题目描述

Note: The time limit for this problem is 4s, two times the default.

Somebody has been grazing in Farmer John's $G(1 \le G \le 10^5)$ private gardens! Using his expert forensic knowledge, FJ has been able to determine the precise time each garden was grazed. He has also determined that there was a single cow that was responsible for every grazing incident.

In response to these crimes each of FJ's $N(1 \le N \le 10^5)$ cows have provided an alibi that proves the cow was in a specific location at a specific time. Help FJ test whether each of these alibis demonstrates the cow's innocence.

A cow can be determined to be innocent if it is impossible for her to have travelled between all of the grazings and her alibi. Cows travel at a rate of $1$ unit distance per unit time.

输入格式

The first line of input will contain $G$ and $N$ separated by a space.

The next $G$ lines contain the integers $x, y$, and $t (−10^9 \le x,y \le 10^9;0 \le t \le 10^9)$

separated by a space describing the location and time of the grazing. It will always be possible for a single cow to travel between all grazings.

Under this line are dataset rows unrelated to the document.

PR #4535, opened 2025-07-18
Fix wasm-bindgen-test compatibility with doctests in Node.js

drewcrawford:
This commit addresses crashes when running wasm-bindgen-test in doctests, which execute in Node.js environments with specific limitations.

Problem:
When running doctests with wasm-bindgen-test, async code using spawn_local() would crash with "not a shared typed array" error. This occurred because:
1. Doctests run in Node.js, not browsers
2. Node.js may not have SharedArrayBuffer enabled by default
3. Even with atomics compiled in, the runtime memory might not be shared

Solution:
1. SharedArrayBuffer detection: Before using Atomics.waitAsync(), we now check if the memory buffer is actually a SharedArrayBuffer. If not, we gracefully fall back to the polyfill implementation.

2. Worker availability handling: In Node.js doctests, Worker may not be available or may behave differently. The polyfill now:
   - Checks for Worker constructor availability before attempting to use it
   - Falls back to setTimeout-based polling when Worker is unavailable
   - Implements exponential backoff (1ms → 2ms → 4ms... up to 100ms)
   - Polls up to 10 times before timing out

Design decisions:
- The SharedArrayBuffer check uses inline JS to properly detect the type, as this can't be reliably done from Rust alone
- The polling fallback provides basic async behavior without Worker deps, making doctests functional even in restricted environments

The next $N$ lines contain $x$, $y$, and $t(−10^9 \le x,y \le 10^9;0 \le t \le 10^9)$ separated by a space describing the location and time of each cow's alibi.

输出格式

Output a single integer: the number of cows with alibis that prove their innocence.

题目大意

题意

有 $g$ 处抓握，第 $i$ 处抓握如 $(x_i,y_i,t_i)(-10^9\leq x_i,y_i\leq 10^9,0\leq t_i\leq 10^9)$，表示 $t_i$ 时刻 $(x_i,y_i)$ 有一处抓握，FJ 抓到了 $n$ 头嫌疑奶牛，每头奶牛都提供了如 $(x_j,y_j,t_j)$ 的证词，表示它 $t_j$ 时刻在 $(x_j,y_j)$，一头奶牛一个单位时间可以移动一个单位距离，奶牛可以洗脱自己的清白，当且仅当它没有足够的时间作出所有的抓握，即，只要它没有足够的时间从它提供的证词的时刻到达随便一个抓握处，它就是清白的。

问有多少奶牛是清白的？

输入格式

第一行输入 $g,n$。

接下来 $g$ 行每行三个整数 $x_i,y_i,t_i$ 表示一处抓握。

接下来 $n$ 行每行三个整数 $x_j,y_j,t_j$ 表示一个证词。

输出格式

一行一个整数表示清白的牛的个数。

2 4
0 0 100
50 0 200
0 50 50
1000 1000 0
50 0 200
10 0 170

2

提示

Explanation for Sample 1

There were two grazings; the first at $(0,0)$ at time 100 and the second at $(50,0)$ at time $200$.

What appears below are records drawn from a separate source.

PR #4541, opened 2025-07-25
fix: generated JS eqeqeq

nicoleneo:
The generated JavaScript code does not satisfy eslint's [eqeqeq rule](https://eslint.org/docs/latest/rules/eqeqeq). I changed the JavaScript snippets to use eqeqeq.

Compiler warning:
```
src/pkg/index.js

  Line 123:56:  Expected '!==' and instead saw '!='
```

Generated code `pkg/index.js`

```javascript
async function __wbg_load(module, imports) {
    if (typeof Response === 'function' && module instanceof Response) {
        if (typeof WebAssembly.instantiateStreaming === 'function') {
            try {

            } catch (e) {
                if (module.headers.get('Content-Type') != 'application/wasm') {
                    console.warn("`WebAssembly.instantiateStreaming` failed because your server does not serve Wasm with `application/wasm` MIME type. Falling back to `WebAssembly.instantiate` which is slower. Original error:\n", e);

                } else {
                    throw e;
                }
            }
        }

        const bytes = await module.arrayBuffer();
        return await WebAssembly.instantiate(bytes, imports);

    } else {
        const instance = await WebAssembly.instantiate(module, imports);

        if (instance instanceof WebAssembly.Instance) {
            return { instance, module };

        } else {
            return instance;
        }
    }
}
```

### DIFF
--- a/crates/cli-support/src/js/mod.rs
+++ b/crates/cli-support/src/js/mod.rs
@@ -923,7 +923,7 @@ __wbg_set_wasm(wasm);"
                                 return await WebAssembly.instantiateStreaming(module, imports);
 
                             }} catch (e) {{
-                                if (module.headers.get('Content-Type') != 'application/wasm') {{
+                                if (module.headers.get('Content-Type') !== 'application/wasm') {{
                                     console.warn(\"`WebAssembly.instantiateStreaming` failed \
                                                     because your server does not serve Wasm with \
                                                     `application/wasm` MIME type. Falling back to \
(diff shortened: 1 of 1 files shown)


RReverser:
Autogenerated code should be excluded from linter configurations, it's definitely not meant to match any particular style (or, generally speaking, even be readable in the first place).

guybedford:
Thanks for the PR, closing per the comment, but happy to discuss further.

The first cow's alibi does not prove her innocence. She has just enough time to arrive at the first grazing.

The second cow's alibi does prove her innocence. She is nowhere near any of the grazings.

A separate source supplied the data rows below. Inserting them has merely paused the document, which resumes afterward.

PR #4548, opened 2025-08-04
Unbreak CI + cleanup config a bit for newer Rust

RReverser:


daxpedda (approved):
Thanks!

daxpedda:
Feel free to merge it like this if you want, we can fix more of the CI in separate PRs. Up to you ofc.

RReverser:
I'd rather do everything in one go, will use this PR for more fixes.

RReverser:
Hm, a bit odd that the function order in `.wat` files I got from `BLESS=1` locally is different between my machine and CI expectations. Rust version is the same, the OS is not (Windows vs Linux) but surely that shouldn't affect the function order...

RReverser:
> the OS is not (Windows vs Linux) but surely that shouldn't affect the function order...

Apparently that's exactly what it is, got a different order when reran in WSL.

RReverser:
Aside from weird Firefox issue on CI, looks like example-tests have been broken since https://github.com/wasm-bindgen/wasm-bindgen/pull/4058 - can't run them locally due to `_package.json` being referenced but no longer existing after that PR.

daxpedda:
Examples have been very flaky for a long time unfortunately, even before #4058.
AFAIR its just an issue with the Firefox webdriver and not actually a bug on our side.

But yeah, can be retried a couple of times until it hits green ...

RReverser:
> Examples have been very flaky for a long time unfortunately, even before #4058.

Unfortunately for the third cow, being at the scene of the crime does not prove innocence.

Finally, the fourth cow is innocent because it's impossible to make it from her alibi to the final grazing in time.

SCORING

• Inputs $2-4$: $1 \le G,N \le 10^3$. Also, for both the fields and alibis, $−10^6 \le x,y \le 10^6$ and $0 \le t \le 10^6$.
• Inputs $5-11$: No additional constraints.